Issue #4604, opened 2020-12-01
AiiDA configuration file sometimes gets erased.


yakutovicha:
### Describe the bug

The aiida configuration file sometimes gets erased when the machine where AiiDA is running is overloaded. More specifically, if one calls `verdi` and then, while it is running, stops it using the `Ctrl+C` there is a high risk of losing the config file.

Additional note: every time the `verdi` command is called, the config file timestamp changes, which suggests that the file gets overwritten.

### Expected behaviour

The `verdi` command should not change the config file unless it is `verdi config` or a version update.

ltalirz:
The problem is this line, which results in the configuration file being overwritten whenever it is successfully read using  `.from_file`:
https://github.com/aiidateam/aiida-core/blob/02248cf3686a0ab89faf1625e0da24d9e33d8cde/aiida/manage/configuration/config.py#L61


This change was introduced in https://github.com/aiidateam/aiida-core/commit/2f9224a4c8a1637a6de4eed136505024a263b976 (February 2020).

@greschd asked whether the addition of `config.store()` was necessary for tests to pass https://github.com/aiidateam/aiida-core/pull/3797#pullrequestreview-363336212
@sphuber can you comment?

If it was necessary for tests to pass, perhaps the tests need to be amended?

greschd:
Might be related to #4523, insofar as that can lead to "inconsistent" config states - and maybe that leads to storing it over and over again (just a hunch, could be wrong).

chrisjsewell:
It looks like it only needs to be stored if `config_needs_migrating(config) is True`?

sphuber:
> If it was necessary for tests to pass, perhaps the tests need to be amended?
> In any case, I think this line storing the config should be removed again.

No the reason is that the line before it migrates the config if necessary, but only in memory. The file on disk will remain in its old form. The line was added to persist the changes to disk. Otherwise the migration would be performed each time the config file was read. What we should do instead is to have the writing to disk only happen _if_ an actual migration was performed.

I am not convinced however that this is the source of the bug described by @yakutovicha . The problem you describe is merely the explanation for why the config file is written each time it is read. This doesn't necessarily explain how it can be accidentally deleted.

chrisjsewell:
I thinks its quite probably the source of the bug. As already mentioned, it may be something in `shutil.copy` whereby if it is interrupted it leads to the loss of the file.

Additionally, this

[...]

PR #1666, opened 2018-06-19
Fix interactive and conditional options in  click

giovannipizzi:
to comply with the expected behaviour, now also tested.

PR #4607, opened 2020-12-02
Config: make writing to disk as atomic as possible

sphuber:
Potentially addresses #4604 

The original implementation of the `Config.store` method, that writes
the configuration from memory to disk, was using `shutil.copy` which is
not an atomic operation. It is therefore possible that if the copy
operation is interrupted the configuration is not written entirely and
is left either empty or in a corrupted state.

Making this an atomic operation in 100% of the cases is not trivial and
even on the application level there are no guarantees as even on the
file system level operations that should be atomic can be interrupted
under very rare circumstances.

However, we can make a significant improvement by replacing the use of
`shutil.copy` with `os.rename`, which because it is a file move
operation should be atomic and therefore less prone to being
interrupted. The new algorithm for storing the config is as follows:

 1. Create temporary file in same directory as target file
 2. Write content of in memory config to the temporary file and flush
 3. Use `os.rename` to move the temporary file to target destination

This should prevent most common cases that could corrupt the existing
configuration file.

Finally, in `Config.from_method` now only `FileNotFoundError` is caught
when trying to read the config file from disk. Originally both `IOError`
and `OSError` were being caught, which can also be raised if an existing
file could not be read. Simply overwriting in this case with a default
config is not desirable and so in this case we simply let the exception
bubble up.

### DIFF
--- a/aiida/manage/configuration/config.py
+++ b/aiida/manage/configuration/config.py
@@ -8,9 +8,9 @@
 # For further information please visit http://www.aiida.net               #
 ###########################################################################
 """Module that defines the configuration file of an AiiDA instance and functions to create and load it."""
-
 import os
 import shutil
+import tempfile
 
 from aiida.common import json
 
@@ -47,7 +47,7 @@ class Config:  # pylint: disable=too-many-public-methods
         try:
             with open(filepath, 'r', encoding='utf8') as handle:
                 config = json.load(handle)
-        except (IOError, OSError):
+        except FileNotFoundError:
             config = Config(filepath, check_and_migrate_config({}))
             config.store()
         else:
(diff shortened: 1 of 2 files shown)


aiida/manage/configuration/config.py
```diff
@@ -378,38 +378,52 @@ def store(self):
...
-            with open(self.filepath, 'wb') as handle:
-                self._write(handle)
+            self._atomic_write()
             return self
 
         # Otherwise, we write the content to a temporary file and compare its md5 checksum with the current config on
         # disk. When the checksums differ, we first create a backup and only then overwrite the existing file.
         with tempfile.NamedTemporaryFile() as handle:
-            self._write(handle)
+            json.dump(self.dictionary, handle, indent=DEFAULT_CONFIG_INDENT_SIZE)
```
ltalirz, line 392: is there a reason not to use `self._write` here?

tests/manage/configuration/test_config.py
```diff
@@ -185,20 +184,32 @@ def compare_config_in_memory_and_on_disk(self, config, filepath):
...
+        """Test that ``Config.from_file`` does not overwrite if the content was not migrated."""
+        from time import sleep
+
+        # Construct the ``Config`` instance and write it to disk
+        Config(self.config_filepath, self.config_dictionary).store()
+
+        timestamp = os.path.getmtime(self.config_filepath)
+        Config.from_file(self.config_filepath)
+
+        # Sleep a second, because for some operating systems the time resolution is of the order of a second
```
ltalirz, line 208: Wow, which OS has 1s time resolution?
It's interesting that this can work with processors that have clock cycles below ns ;-)

As far as I'm aware, tests should run "in the blink of an eye", i.e. 1s is already too long.. 0.1s would already be better..

ltalirz (commented):
thanks @sphuber , just some small comments

aiida/manage/configuration/config.py
sphuber: `self._write` is no longer there, it has been completely replaced by `_atomic_write`

ltalirz: ah!

tests/manage/configuration/test_config.py
sphuber: [l'histoire se répete](https://github.com/aiidateam/aiida-core/pull/1666#pullrequestreview-130247279)
TLDR: blame MacOS :)

ltalirz: Not quite sure what type of time resolution @giovannipizzi was referring to, but on my MacOS it is quite substantially better

```ipython
In [1]: from os.path import getmtime

In [5]: from time import sleep

In [7]: from pathlib import Path

In [8]: a = Path('a')

In [9]: for i in range(10):
   ...:     sleep(0.1)
   ...:     a.touch()
   ...:     print(getmtime('a'))
   ...:
1606909606.250035
1606909606.350413
1606909606.452756
1606909606.556789
1606909606.658411
1606909606.758832
1606909606.864015
1606909606.968789
1606909607.069461
1606909607.171968

In [10]: for i in range(10):
    ...:     sleep(0.01)
    ...:     a.touch()
    ...:     print(getmtime('a'))
    ...:
1606909614.754383
1606909614.765453
1606909614.775664
1606909614.785863
1606909614.796015
1606909614.806161
1606909614.817056
1606909614.827201
1606909614.837322
1606909614.848603

In [11]: for i in range(10):
    ...:     sleep(0.001)
    ...:     a.touch()
    ...:     print(getmtime('a'))
    ...:
1606909621.740552
1606909621.741794
1606909621.74325
1606909621.744598
1606909621.745944
1606909621.747289
1606909621.748634
1606909621.749978
1606909621.751066
1606909621.752403
In [12]: for i in range(10):
    ...:     sleep(0.0001)
    ...:     a.touch()
    ...:     print(getmtime('a'))
    ...:
1606909728.212414
1606909728.212609
1606909728.212802
1606909728.213136
1606909728.213311
1606909728.213494
1606909728.21371
1606909728.213929
1606909728.21422
1606909728.214399

```

sphuber: If this problem has been addressed in at least some of the MacOS versions, maybe it would be best to remove these sleeps. Note that this is not the only place where I am adding it. It is used for a lot of the `verdi` tests that need to use the interactive writer. I would leave that for a separate PR though. I would be fine to remove it since the only problem it tackles is that certain unit tests will fail on certain MacOS systems. Probably not reason enough to slow down many of these tests all the time.

ltalirz (approved):
ok, in that case good to merge from my side.

let's follow up on the timing issue though

sphuber:
> ok, in that case good to merge from my side.

Do you think this fixes issue #4604 and so I close it? Or do we leave it open?

ltalirz:
Let's close it and reopen in case it reoccurs

tests/manage/configuration/test_config.py
giovannipizzi: So: 
- I have fixed the (testing) issue already upstream in click some time ago - this will [appear in v8.0](https://github.com/pallets/click/commit/97fde8bf50058c19a77d4de46b9c54b1731b1750) (it's now in v8.0.0a1 according to GitHub)
- According to my old comments in that commit, the precision is 2 seconds (!!) on FAT32!
- According to my commit, at the time I was using Mac OS X 10.12. In 10.13 Apple switched to [APFS](https://en.wikipedia.org/wiki/Apple_File_System) that I guess fixed this and that must be why Leo does not see it anymore (BTW, it [introduced a much more serious bug IMO](https://github.com/giovannipizzi/concurrent-delete-race-problem) with atomicity of file replacements, that I unveiled when hard-testing disk-objectstore! Still no reply from the developers, though). Since this is only for testing so it matters only to us developers, and I think nowadays probably everybody is developing on at least 10.13, probably we could do a PR and clean up these sleeps.

giovannipizzi: Just to bring references: in the official [Microsoft docs](https://docs.microsoft.com/en-us/windows/win32/sysinfo/file-times?redirectedfrom=MSDN) they say

> [...] the resolution of create time on FAT is 10 milliseconds, while write time has a resolution of 2 seconds and access time has a resolution of 1 day, so it is really the access date. The NTFS file system delays updates to the last access time for a file by up to 1 hour after the last access.

And then you guys complain about the 1s resolution on older Macs? :-D

ltalirz: Thanks @giovannipizzi for the info, that's good to know!

Does this mean that since we are now always creating a temporary file and renaming it, we actually have a time resolution of 10ms on FAT32 as well?

In general, one could also think of an alternative way of testing this: as long as we know where in our code the config file can be written (e.g. the atomic_write function), we could use `pytest-mock` to mock this function and just check whether it is called. Then we don't need to rely on timing updates at the FS level.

# [Prompt]
Review the entries above and return every line where "again" appears.

# [Response box]
Might be related to #4523, insofar as that can lead to "inconsistent" config states - and maybe that leads to storing it over and over again (just a hunch, could be wrong).
> In any case, I think this line storing the config should be removed again.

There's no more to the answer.